核心概念
The authors present novel quantum circuit implementations for ReLU and Leaky ReLU activation functions, achieving constant T-depths of 4 and 8 respectively. They also utilize quantum lookup tables to implement other activation functions like Sigmoid, SoftMax, Tanh, Swish, ELU, and GELU, enabling customization of precision and T-depth.
要約
The paper focuses on developing efficient quantum circuits for implementing various machine learning activation functions, with a focus on minimizing the T-depth to enhance the practicality and application of quantum machine learning.
Key highlights:
- Proposed quantum circuits for ReLU and Leaky ReLU with constant T-depths of 4 and 8 respectively, without using ancillary qubits.
- Demonstrated that the circuit depth and size for the ReLU implementation are O(log n) and O(n) respectively, and provided lower bounds.
- Extended the ReLU circuit to work on a 2D grid architecture, maintaining the constant T-depth while achieving O(√n) depth and O(n) size.
- Utilized quantum lookup tables (QLUT) to implement other activation functions like Sigmoid, SoftMax, Tanh, Swish, ELU, and GELU, enabling trade-offs between number of qubits, implementation accuracy, and T-depth.

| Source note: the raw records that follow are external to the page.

PR #869, opened 2024-03-22
Content updates

austensen:
Various content changes, updating from the main content spreadsheet
[sc-13967]

Left out some content changes for verification and password reset pages since those also need some other changes
[sc-14144]
[sc-14145]


kiwansim (approved):
sorry for the delay! It all looks good 💯

PR #871, opened 2024-03-25
fix user object condition

austensen:
Found another case of conditioning on the `user` object that is now evaluating true when it's actually just the empty placeholder. This is another case of the issue fixed in #870 . It was causing the account settings page to appear but with all the user content missing. Now it correctly shows nothing, like before


kiwansim (commented):
when I register or login from the nav, the register/login call returns a 200 but the site shows a blank screen and the nav bar shows "Login" until I manually refresh. 

did you see this happen on your local instance? 

https://www.loom.com/share/f50fce9353fb453a92d1da7725355fc9

austensen:
After looking more closely I don't think this is actually causing the same kind of issue as the user object condition was on login. And once we implement the redirect based on on login status it would replace this condition anyway

PR #872, opened 2024-03-25
refactor unsubscribe page

austensen:
Refactor the unsubscribe/manage subscriptions page that you land on via email links.

When you first land on the page there is this standard wow placeholder while it fetches your subscriptions to be able to determine what to show. 
image

>Note: the plural words (are/is, building/buildings) are missing from these screenshots since we need to run all the internationalization which we are doing after merging in. 

Click "manage subscriptions" link from email, while having subscriptions:
image

Click the unsubscribe all button from "manage subscriptions" page, or coming from email when you have 0 subscriptions:
image

Click on "unsubscribe" link from email when you have subscriptions:
image

Click the unsubscribe all button from "unsubscribe" page, or coming from email when you have 0 subscriptions:
image

[sc-14085]


kiwansim (approved):
image

PR #873, opened 2024-03-26
add component library buttons, fix verified condition on building page

austensen:
I was starting to implement the component-library buttons, then Leslie flagged that the condition was wrong on the building pages. When you're not verified you should always see the prompt to verify and not allow users to subscribe until they are. previously it was allowing them to subscribe then the prompt to verify would show up after. So this fixes that plus a few button swaps that will get continued in another PR.

### DIFF
--- a/client/src/styles/Login.scss
+++ b/client/src/styles/Login.scss
@@ -17,7 +17,7 @@
     .submit-button-group {
       display: flex;
 
-      .button.is-primary {
+      .jfcl-button.jfcl-variant-primary {
         padding: 1rem 2rem !important;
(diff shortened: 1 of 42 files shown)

- Provided detailed analysis and open-sourced the Qiskit implementation of the quantum circuits.
統計
The paper does not contain any explicit numerical data or metrics. The key results are the T-depth and circuit complexity analysis for the proposed quantum circuits.
引用
"We specifically focus on minimizing the T-depth of the circuits, considering the high cost associated with fault-tolerant implementations of the T gate and the limitation imposed by the coherence time of the quantum device."
"We have specifically designed quantum circuits to implement them, significantly reducing the T-depth."
"QLUT allows us to reduce the T-depth of the circuit by increasing the ancilla count."